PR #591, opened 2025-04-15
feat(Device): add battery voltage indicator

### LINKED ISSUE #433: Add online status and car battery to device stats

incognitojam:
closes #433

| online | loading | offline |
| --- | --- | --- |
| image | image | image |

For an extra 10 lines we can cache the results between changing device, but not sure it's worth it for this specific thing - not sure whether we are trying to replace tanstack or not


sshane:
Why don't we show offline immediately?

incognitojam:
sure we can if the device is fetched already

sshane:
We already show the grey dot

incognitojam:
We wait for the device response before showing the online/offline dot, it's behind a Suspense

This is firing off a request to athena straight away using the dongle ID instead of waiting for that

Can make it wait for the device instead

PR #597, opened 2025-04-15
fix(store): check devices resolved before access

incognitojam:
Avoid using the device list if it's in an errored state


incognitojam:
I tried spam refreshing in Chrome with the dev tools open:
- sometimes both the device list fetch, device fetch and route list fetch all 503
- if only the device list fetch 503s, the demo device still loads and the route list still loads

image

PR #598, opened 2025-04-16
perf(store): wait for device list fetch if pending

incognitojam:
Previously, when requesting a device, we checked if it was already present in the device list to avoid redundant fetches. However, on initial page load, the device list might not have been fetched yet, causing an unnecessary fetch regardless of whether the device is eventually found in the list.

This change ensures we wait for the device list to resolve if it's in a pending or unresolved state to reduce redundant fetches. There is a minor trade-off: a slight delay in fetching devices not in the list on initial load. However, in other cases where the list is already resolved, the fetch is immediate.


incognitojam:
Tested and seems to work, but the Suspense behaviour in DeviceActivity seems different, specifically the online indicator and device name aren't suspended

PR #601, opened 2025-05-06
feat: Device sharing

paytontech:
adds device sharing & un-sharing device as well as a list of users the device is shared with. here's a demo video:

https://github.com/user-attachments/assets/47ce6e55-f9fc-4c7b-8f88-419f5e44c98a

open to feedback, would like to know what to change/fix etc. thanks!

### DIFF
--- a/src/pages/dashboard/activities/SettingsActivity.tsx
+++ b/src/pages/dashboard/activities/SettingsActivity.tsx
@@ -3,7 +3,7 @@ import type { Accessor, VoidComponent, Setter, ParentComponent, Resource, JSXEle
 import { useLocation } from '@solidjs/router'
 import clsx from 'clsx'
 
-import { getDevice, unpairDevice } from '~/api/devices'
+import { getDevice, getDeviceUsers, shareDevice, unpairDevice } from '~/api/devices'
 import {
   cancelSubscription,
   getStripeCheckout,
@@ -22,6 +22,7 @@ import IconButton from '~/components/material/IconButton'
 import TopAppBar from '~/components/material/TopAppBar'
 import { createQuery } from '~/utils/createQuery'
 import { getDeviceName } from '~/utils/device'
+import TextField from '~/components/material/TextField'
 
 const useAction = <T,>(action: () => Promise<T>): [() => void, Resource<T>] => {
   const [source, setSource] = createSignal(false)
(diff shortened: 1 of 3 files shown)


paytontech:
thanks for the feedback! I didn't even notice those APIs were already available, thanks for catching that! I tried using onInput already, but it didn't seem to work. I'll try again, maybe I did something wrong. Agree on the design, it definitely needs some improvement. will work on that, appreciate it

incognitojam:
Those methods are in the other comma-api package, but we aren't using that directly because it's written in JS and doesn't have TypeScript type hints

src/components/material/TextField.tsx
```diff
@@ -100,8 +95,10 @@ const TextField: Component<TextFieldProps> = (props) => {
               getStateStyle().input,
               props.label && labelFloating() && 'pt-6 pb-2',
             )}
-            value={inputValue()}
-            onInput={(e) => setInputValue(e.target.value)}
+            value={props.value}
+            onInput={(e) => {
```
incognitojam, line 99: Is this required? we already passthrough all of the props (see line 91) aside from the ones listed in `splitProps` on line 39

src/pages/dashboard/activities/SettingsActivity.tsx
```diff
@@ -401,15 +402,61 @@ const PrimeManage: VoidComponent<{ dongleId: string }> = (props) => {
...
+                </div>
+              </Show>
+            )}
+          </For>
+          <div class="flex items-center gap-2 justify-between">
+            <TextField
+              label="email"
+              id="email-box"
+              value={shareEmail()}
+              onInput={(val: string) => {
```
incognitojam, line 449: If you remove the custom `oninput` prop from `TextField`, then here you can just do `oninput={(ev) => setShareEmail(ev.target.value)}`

# [Work instructions]
Write out, from the lines above, only those from the line with "src/components/material/TextField.tsx" to the line with "incognitojam, line 99: Is", exactly as given, including the first and the last.

# [Response to this task]
src/components/material/TextField.tsx
```diff
@@ -100,8 +95,10 @@ const TextField: Component<TextFieldProps> = (props) => {
               getStateStyle().input,
               props.label && labelFloating() && 'pt-6 pb-2',
             )}
-            value={inputValue()}
-            onInput={(e) => setInputValue(e.target.value)}
+            value={props.value}
+            onInput={(e) => {
```
incognitojam, line 99: Is this required? we already passthrough all of the props (see line 91) aside from the ones listed in `splitProps` on line 39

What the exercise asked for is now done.